Dataset entries:
• • • • • • •

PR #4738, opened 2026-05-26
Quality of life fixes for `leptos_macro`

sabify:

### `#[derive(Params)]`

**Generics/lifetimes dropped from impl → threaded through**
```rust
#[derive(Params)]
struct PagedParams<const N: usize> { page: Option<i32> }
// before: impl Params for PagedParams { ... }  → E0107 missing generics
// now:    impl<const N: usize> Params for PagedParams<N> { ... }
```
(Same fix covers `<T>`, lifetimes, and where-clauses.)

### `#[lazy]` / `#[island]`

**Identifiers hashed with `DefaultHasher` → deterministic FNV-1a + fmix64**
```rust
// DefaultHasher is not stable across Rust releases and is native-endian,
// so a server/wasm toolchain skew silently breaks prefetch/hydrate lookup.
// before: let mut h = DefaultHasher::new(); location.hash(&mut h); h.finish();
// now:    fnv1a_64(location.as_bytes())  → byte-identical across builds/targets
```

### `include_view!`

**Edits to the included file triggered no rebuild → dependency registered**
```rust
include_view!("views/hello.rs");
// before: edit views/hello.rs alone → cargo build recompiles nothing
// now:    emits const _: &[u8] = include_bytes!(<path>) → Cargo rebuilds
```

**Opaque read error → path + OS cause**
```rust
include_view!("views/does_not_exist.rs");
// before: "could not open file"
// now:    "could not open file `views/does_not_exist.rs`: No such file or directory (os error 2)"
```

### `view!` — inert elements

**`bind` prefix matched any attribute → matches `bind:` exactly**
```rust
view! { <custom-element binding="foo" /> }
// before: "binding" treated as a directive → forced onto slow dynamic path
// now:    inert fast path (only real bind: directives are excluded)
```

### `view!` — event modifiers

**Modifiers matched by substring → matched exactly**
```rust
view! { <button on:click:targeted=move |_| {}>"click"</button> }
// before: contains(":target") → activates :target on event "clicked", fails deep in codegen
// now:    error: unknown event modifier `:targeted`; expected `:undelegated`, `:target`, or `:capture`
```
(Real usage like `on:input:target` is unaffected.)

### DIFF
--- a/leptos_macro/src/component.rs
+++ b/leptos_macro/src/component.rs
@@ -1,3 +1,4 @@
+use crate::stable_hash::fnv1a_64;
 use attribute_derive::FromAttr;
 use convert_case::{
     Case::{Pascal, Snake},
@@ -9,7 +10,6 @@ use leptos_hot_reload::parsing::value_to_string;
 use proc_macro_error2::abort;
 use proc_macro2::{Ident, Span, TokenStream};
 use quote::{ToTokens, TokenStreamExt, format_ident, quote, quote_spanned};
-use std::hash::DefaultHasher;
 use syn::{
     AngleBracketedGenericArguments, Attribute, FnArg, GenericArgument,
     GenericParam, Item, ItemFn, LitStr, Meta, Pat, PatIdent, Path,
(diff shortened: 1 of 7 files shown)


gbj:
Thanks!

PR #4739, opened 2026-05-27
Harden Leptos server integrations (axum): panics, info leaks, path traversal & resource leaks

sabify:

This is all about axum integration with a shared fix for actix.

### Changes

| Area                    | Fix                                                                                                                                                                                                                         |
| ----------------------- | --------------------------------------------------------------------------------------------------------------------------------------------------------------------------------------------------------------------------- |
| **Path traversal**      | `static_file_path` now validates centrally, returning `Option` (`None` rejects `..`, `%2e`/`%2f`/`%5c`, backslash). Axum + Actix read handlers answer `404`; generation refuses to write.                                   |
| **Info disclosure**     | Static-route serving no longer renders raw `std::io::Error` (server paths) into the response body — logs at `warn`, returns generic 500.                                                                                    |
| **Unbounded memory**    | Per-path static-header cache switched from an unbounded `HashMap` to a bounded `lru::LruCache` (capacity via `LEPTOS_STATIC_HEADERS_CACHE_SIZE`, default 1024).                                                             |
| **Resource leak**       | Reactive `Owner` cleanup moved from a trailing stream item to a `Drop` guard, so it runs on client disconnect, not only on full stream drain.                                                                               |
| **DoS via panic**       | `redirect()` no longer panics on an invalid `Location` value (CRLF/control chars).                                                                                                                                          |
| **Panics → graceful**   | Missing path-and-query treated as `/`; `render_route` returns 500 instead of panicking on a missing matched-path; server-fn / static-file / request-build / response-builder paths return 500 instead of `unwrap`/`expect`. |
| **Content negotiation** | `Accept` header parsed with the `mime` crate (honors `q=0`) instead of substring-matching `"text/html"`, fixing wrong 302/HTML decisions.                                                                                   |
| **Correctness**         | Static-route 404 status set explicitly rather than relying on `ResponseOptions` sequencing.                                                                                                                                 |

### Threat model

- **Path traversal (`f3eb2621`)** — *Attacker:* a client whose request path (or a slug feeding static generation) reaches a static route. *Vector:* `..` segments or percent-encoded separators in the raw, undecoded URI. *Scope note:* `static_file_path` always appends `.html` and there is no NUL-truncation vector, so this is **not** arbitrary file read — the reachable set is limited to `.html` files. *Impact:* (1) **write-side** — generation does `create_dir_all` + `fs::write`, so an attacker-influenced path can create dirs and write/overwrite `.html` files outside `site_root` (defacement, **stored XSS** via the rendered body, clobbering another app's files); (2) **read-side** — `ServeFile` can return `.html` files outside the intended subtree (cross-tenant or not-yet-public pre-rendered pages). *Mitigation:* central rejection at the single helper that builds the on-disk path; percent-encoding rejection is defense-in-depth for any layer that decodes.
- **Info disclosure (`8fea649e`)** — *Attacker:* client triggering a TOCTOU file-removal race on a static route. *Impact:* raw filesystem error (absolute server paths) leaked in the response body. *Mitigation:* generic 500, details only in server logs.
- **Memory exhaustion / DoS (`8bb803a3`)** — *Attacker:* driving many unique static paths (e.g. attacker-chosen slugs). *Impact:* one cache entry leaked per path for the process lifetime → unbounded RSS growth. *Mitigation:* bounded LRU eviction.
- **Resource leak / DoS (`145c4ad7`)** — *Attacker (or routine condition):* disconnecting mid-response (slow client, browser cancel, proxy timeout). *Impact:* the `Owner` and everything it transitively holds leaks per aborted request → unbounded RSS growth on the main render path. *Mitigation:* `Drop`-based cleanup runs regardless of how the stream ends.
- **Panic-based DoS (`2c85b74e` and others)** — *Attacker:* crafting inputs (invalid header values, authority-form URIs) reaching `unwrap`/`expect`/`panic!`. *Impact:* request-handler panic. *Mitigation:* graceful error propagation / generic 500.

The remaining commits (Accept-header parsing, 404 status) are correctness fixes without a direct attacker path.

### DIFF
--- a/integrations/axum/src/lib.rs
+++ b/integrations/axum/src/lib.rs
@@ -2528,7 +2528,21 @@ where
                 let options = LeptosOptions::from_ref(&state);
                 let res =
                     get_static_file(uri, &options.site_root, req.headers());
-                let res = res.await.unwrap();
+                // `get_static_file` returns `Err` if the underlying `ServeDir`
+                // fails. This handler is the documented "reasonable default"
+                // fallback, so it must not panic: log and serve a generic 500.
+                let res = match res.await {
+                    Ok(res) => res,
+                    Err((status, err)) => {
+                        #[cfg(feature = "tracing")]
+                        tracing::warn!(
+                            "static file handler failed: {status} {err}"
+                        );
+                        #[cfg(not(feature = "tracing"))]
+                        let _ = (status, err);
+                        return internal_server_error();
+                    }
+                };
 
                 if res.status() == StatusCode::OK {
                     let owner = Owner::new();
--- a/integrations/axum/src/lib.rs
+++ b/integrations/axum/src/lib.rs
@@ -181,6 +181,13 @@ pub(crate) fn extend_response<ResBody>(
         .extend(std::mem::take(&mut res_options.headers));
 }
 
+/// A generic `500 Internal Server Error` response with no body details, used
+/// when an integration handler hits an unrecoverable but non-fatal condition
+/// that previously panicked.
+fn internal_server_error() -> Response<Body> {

• • • • • • •

**Directions for this task**
Please output all the lines above exactly as given.

**Solution to this task**
PR #4738, opened 2026-05-26
Quality of life fixes for `leptos_macro`

sabify:

### `#[derive(Params)]`

**Generics/lifetimes dropped from impl → threaded through**
```rust
#[derive(Params)]
struct PagedParams<const N: usize> { page: Option<i32> }
// before: impl Params for PagedParams { ... }  → E0107 missing generics
// now:    impl<const N: usize> Params for PagedParams<N> { ... }
```
(Same fix covers `<T>`, lifetimes, and where-clauses.)

### `#[lazy]` / `#[island]`

**Identifiers hashed with `DefaultHasher` → deterministic FNV-1a + fmix64**
```rust
// DefaultHasher is not stable across Rust releases and is native-endian,
// so a server/wasm toolchain skew silently breaks prefetch/hydrate lookup.
// before: let mut h = DefaultHasher::new(); location.hash(&mut h); h.finish();
// now:    fnv1a_64(location.as_bytes())  → byte-identical across builds/targets
```

### `include_view!`

**Edits to the included file triggered no rebuild → dependency registered**
```rust
include_view!("views/hello.rs");
// before: edit views/hello.rs alone → cargo build recompiles nothing
// now:    emits const _: &[u8] = include_bytes!(<path>) → Cargo rebuilds
```

**Opaque read error → path + OS cause**
```rust
include_view!("views/does_not_exist.rs");
// before: "could not open file"
// now:    "could not open file `views/does_not_exist.rs`: No such file or directory (os error 2)"
```

### `view!` — inert elements

**`bind` prefix matched any attribute → matches `bind:` exactly**
```rust
view! { <custom-element binding="foo" /> }
// before: "binding" treated as a directive → forced onto slow dynamic path
// now:    inert fast path (only real bind: directives are excluded)
```

### `view!` — event modifiers

**Modifiers matched by substring → matched exactly**
```rust
view! { <button on:click:targeted=move |_| {}>"click"</button> }
// before: contains(":target") → activates :target on event "clicked", fails deep in codegen
// now:    error: unknown event modifier `:targeted`; expected `:undelegated`, `:target`, or `:capture`
```
(Real usage like `on:input:target` is unaffected.)

### DIFF
--- a/leptos_macro/src/component.rs
+++ b/leptos_macro/src/component.rs
@@ -1,3 +1,4 @@
+use crate::stable_hash::fnv1a_64;
 use attribute_derive::FromAttr;
 use convert_case::{
     Case::{Pascal, Snake},
@@ -9,7 +10,6 @@ use leptos_hot_reload::parsing::value_to_string;
 use proc_macro_error2::abort;
 use proc_macro2::{Ident, Span, TokenStream};
 use quote::{ToTokens, TokenStreamExt, format_ident, quote, quote_spanned};
-use std::hash::DefaultHasher;
 use syn::{
     AngleBracketedGenericArguments, Attribute, FnArg, GenericArgument,
     GenericParam, Item, ItemFn, LitStr, Meta, Pat, PatIdent, Path,
(diff shortened: 1 of 7 files shown)


gbj:
Thanks!

PR #4739, opened 2026-05-27
Harden Leptos server integrations (axum): panics, info leaks, path traversal & resource leaks

sabify:

This is all about axum integration with a shared fix for actix.

### Changes

| Area                    | Fix                                                                                                                                                                                                                         |
| ----------------------- | --------------------------------------------------------------------------------------------------------------------------------------------------------------------------------------------------------------------------- |
| **Path traversal**      | `static_file_path` now validates centrally, returning `Option` (`None` rejects `..`, `%2e`/`%2f`/`%5c`, backslash). Axum + Actix read handlers answer `404`; generation refuses to write.                                   |
| **Info disclosure**     | Static-route serving no longer renders raw `std::io::Error` (server paths) into the response body — logs at `warn`, returns generic 500.                                                                                    |
| **Unbounded memory**    | Per-path static-header cache switched from an unbounded `HashMap` to a bounded `lru::LruCache` (capacity via `LEPTOS_STATIC_HEADERS_CACHE_SIZE`, default 1024).                                                             |
| **Resource leak**       | Reactive `Owner` cleanup moved from a trailing stream item to a `Drop` guard, so it runs on client disconnect, not only on full stream drain.                                                                               |
| **DoS via panic**       | `redirect()` no longer panics on an invalid `Location` value (CRLF/control chars).                                                                                                                                          |
| **Panics → graceful**   | Missing path-and-query treated as `/`; `render_route` returns 500 instead of panicking on a missing matched-path; server-fn / static-file / request-build / response-builder paths return 500 instead of `unwrap`/`expect`. |
| **Content negotiation** | `Accept` header parsed with the `mime` crate (honors `q=0`) instead of substring-matching `"text/html"`, fixing wrong 302/HTML decisions.                                                                                   |
| **Correctness**         | Static-route 404 status set explicitly rather than relying on `ResponseOptions` sequencing.                                                                                                                                 |

### Threat model

- **Path traversal (`f3eb2621`)** — *Attacker:* a client whose request path (or a slug feeding static generation) reaches a static route. *Vector:* `..` segments or percent-encoded separators in the raw, undecoded URI. *Scope note:* `static_file_path` always appends `.html` and there is no NUL-truncation vector, so this is **not** arbitrary file read — the reachable set is limited to `.html` files. *Impact:* (1) **write-side** — generation does `create_dir_all` + `fs::write`, so an attacker-influenced path can create dirs and write/overwrite `.html` files outside `site_root` (defacement, **stored XSS** via the rendered body, clobbering another app's files); (2) **read-side** — `ServeFile` can return `.html` files outside the intended subtree (cross-tenant or not-yet-public pre-rendered pages). *Mitigation:* central rejection at the single helper that builds the on-disk path; percent-encoding rejection is defense-in-depth for any layer that decodes.
- **Info disclosure (`8fea649e`)** — *Attacker:* client triggering a TOCTOU file-removal race on a static route. *Impact:* raw filesystem error (absolute server paths) leaked in the response body. *Mitigation:* generic 500, details only in server logs.
- **Memory exhaustion / DoS (`8bb803a3`)** — *Attacker:* driving many unique static paths (e.g. attacker-chosen slugs). *Impact:* one cache entry leaked per path for the process lifetime → unbounded RSS growth. *Mitigation:* bounded LRU eviction.
- **Resource leak / DoS (`145c4ad7`)** — *Attacker (or routine condition):* disconnecting mid-response (slow client, browser cancel, proxy timeout). *Impact:* the `Owner` and everything it transitively holds leaks per aborted request → unbounded RSS growth on the main render path. *Mitigation:* `Drop`-based cleanup runs regardless of how the stream ends.
- **Panic-based DoS (`2c85b74e` and others)** — *Attacker:* crafting inputs (invalid header values, authority-form URIs) reaching `unwrap`/`expect`/`panic!`. *Impact:* request-handler panic. *Mitigation:* graceful error propagation / generic 500.

The remaining commits (Accept-header parsing, 404 status) are correctness fixes without a direct attacker path.

### DIFF
--- a/integrations/axum/src/lib.rs
+++ b/integrations/axum/src/lib.rs
@@ -2528,7 +2528,21 @@ where
                 let options = LeptosOptions::from_ref(&state);
                 let res =
                     get_static_file(uri, &options.site_root, req.headers());
-                let res = res.await.unwrap();
+                // `get_static_file` returns `Err` if the underlying `ServeDir`
+                // fails. This handler is the documented "reasonable default"
+                // fallback, so it must not panic: log and serve a generic 500.
+                let res = match res.await {
+                    Ok(res) => res,
+                    Err((status, err)) => {
+                        #[cfg(feature = "tracing")]
+                        tracing::warn!(
+                            "static file handler failed: {status} {err}"
+                        );
+                        #[cfg(not(feature = "tracing"))]
+                        let _ = (status, err);
+                        return internal_server_error();
+                    }
+                };
 
                 if res.status() == StatusCode::OK {
                     let owner = Owner::new();
--- a/integrations/axum/src/lib.rs
+++ b/integrations/axum/src/lib.rs
@@ -181,6 +181,13 @@ pub(crate) fn extend_response<ResBody>(
         .extend(std::mem::take(&mut res_options.headers));
 }
 
+/// A generic `500 Internal Server Error` response with no body details, used
+/// when an integration handler hits an unrecoverable but non-fatal condition
+/// that previously panicked.
+fn internal_server_error() -> Response<Body> {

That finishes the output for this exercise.